The round was led by Accel with participation from Upfront Ventures, Qualtrics co-founder Ryan Smith and LinkedIn, but what makes this investment remarkable is that it included 25 Black investors representing 20% of the investment.
One of those investors, James Lowery, who is a management consultant and entrepreneur, and was the first Black employee hired at McKinsey in 1968, sees the opportunity for this approach to be a model to attract investment from other under-represented groups.
“I know for a fact because of my friendship and my network that there are a lot of people, if they had the opportunity to invest in opportunities like this, they will do it, and they have the money to do it. And I think we can be the model for the nation,” Lowery said.
Unfortunately, there has been a dearth of Black VC investment in startups like Bevy. In fact, only around 3% of venture capitalists are Black and 81% of VC firms don’t have a single Black investor.
Kobie Fuller, who is general partner at investor Upfront Ventures, a Bevy board member and runs his own community called Valence, says that investments like this can lead to a flywheel effect that can lead to increasing Black investment in startups.
“So for me, it’s about how do we get more Black investors on cap tables of companies early in their lifecycle before they go public, where wealth can be created. How do we get key members of executive teams being Black executives who have the ability to create wealth through options and equity. And how do we also make sure that we have proper representation on the boards of these companies, so that we can make sure that the CEOs and the C suite is held accountable towards the diversity goals,” Fuller said.
He sees a software platform like Bevy that facilitates community as a logical starting point for this approach, and the company needs to look like the broader communities it serves. “Making sure that our workforce is appropriately represented from a perspective of having appropriate level of Black employees to the board to the actual investors is just good business sense,” he said.
But the diversity angle doesn’t stop with the investor group. Bevy CEO and co-founder Derek Anderson says that last May when George Floyd was killed, his firm didn’t have a single person of color among the company’s 27 employees and not a single Black investor in his cap table. He wanted to change that, and he found that in diversifying, it not only was the right thing to do from a human perspective, it was also from a business one.
“We realized that if we really started including people from the Black and brown communities inside of Bevy that the collective bar of a talent was going to go up. We were going to look from a broader pool of candidates, and what we found as we’ve done this is that as the culture has started to change, the customer satisfaction is going up, our profits and our revenues — the trajectory is going up — and I see this thing is completely correlated,” Anderson said.
Last summer the company set a two year goal to get to 20% of employees being Black. While the number of employees is small, Bevy went from zero to 5% in June, and 10% by September. Today it is just under 15% and expects to hit the 20% goal by summer, a year ahead of the goal it set last year.

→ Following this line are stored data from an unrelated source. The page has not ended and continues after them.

Issue #1821, opened 2026-08-26
An empty description body claims a following line where the list item and the comment control do not


dereuromark:
`AND FLUSH-LEFT MEANS COLUMN 0` (§17 L3, NORMATIVE) gives the marker its own control: a refused `+` behaves "exactly as if the `+` line had been a comment". Measured against the oracle on `main`, two shapes break that control. Found while landing markup-carve/carve#1817, which fixed the gate itself; these are next to it, not it.

## 1. The first-block form: an empty description body claims the following line

Payload one column in, so the marker must be refused:

```
:: t
:  +
 flush
```

```html
<dl>
  <dt>t</dt>
  <dd>flush</dd>
</dl>
```

The comment control, same position:

```
:: t
:  %% c
 flush
```

```html
<dl>
  <dt>t</dt>
  <dd></dd>
</dl>
<p>flush</p>
```

**The marker gate is not what causes this.** Adding the gate guard to the first-block form is measurable dead code - output is identical at columns 0, 1 and 2 with or without it, because the below-column fold claims a plain line into an empty `dd` **regardless**. The comment never reaches that fold, because it is invisible and ends the body first.

So the question is not about `+` at all. It is whether an **empty description body** may claim a following line.

**RULING: it may not. The body ends, matching the comment.** An empty `dd` never claims a following line. The fix belongs in the below-column fold, not in the marker gate.

## 2. A marker at the description's own content column renders as literal text

```
:: t
:  d
   +
flush
```

```html
<dl>
  <dt>t</dt>
  <dd>d
+
flush</dd>
</dl>
```

The `+` is emitted as literal text and drags the following line into the `dd`. The comment control ends the body:

```
:: t
:  d
   %% c
flush
```

```html
<dl>
  <dt>t</dt>
  <dd>d</dd>
</dl>
<p>flush</p>
```

**RULING: the marker ends the body, as its control does.** A literal `+` in the output is a fall-through rather than a decision. `flush` belongs at document level.

## Scope

Both are the same clause's control failing in the same host, so they are likely one fix in the description's below-column handling rather than two.

Pin each pair - marker spelling and comment spelling - as a **relation**, not two independent goldens. That is what markup-carve/carve#1817 did for the gate, and it is the only shape that catches a change repairing one spelling and drifting the other.

Check the other three L4 containers before assuming the description is special. If a footnote body, a list item and a block quote answer either shape differently, that is part of the same ruling and belongs in the same pass.

Engine ports will be needed once this lands.

[...]

PR #1823, opened 2026-08-26
spec: a resolution result about a wrapper is not content of it

dereuromark:
Two things, and the second is why the first cannot be a separate PR.

1. **The pin.** Moves the spec's own carve-js devDependency from `bcb5cf4f` to `e0119621`, and deletes the `paragraph.blockImage` row the bump makes stale.
2. **The clause.** Widens PART 11 §1c's bare-wrapper bound to admit `paragraph.blockImage`, per the ruling on this PR. New normative sub-clause `CARVE-P11-039`, *a resolution result about the wrapper is not content of it*.

## Why the clause moves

Bevy grew out of a community called Startup Grind that Anderson started several years ago. Unable to find software to run and manage the community, he decided to build it himself. In 2017, he spun that product into a separate company that became Bevy, and he has raised $60 million, according to the company.
In addition to Salesforce and Google, other large enterprises are using Bevy to power their communities and events, including Adobe, Atlassian, Twilio, Slack and Zendesk.
Today, the startup is valued at $325 million, which is 4x the amount it was valued at when it raised its $15 million Series B in May 2019. It expects to reach $30 million in ARR by the end of this year.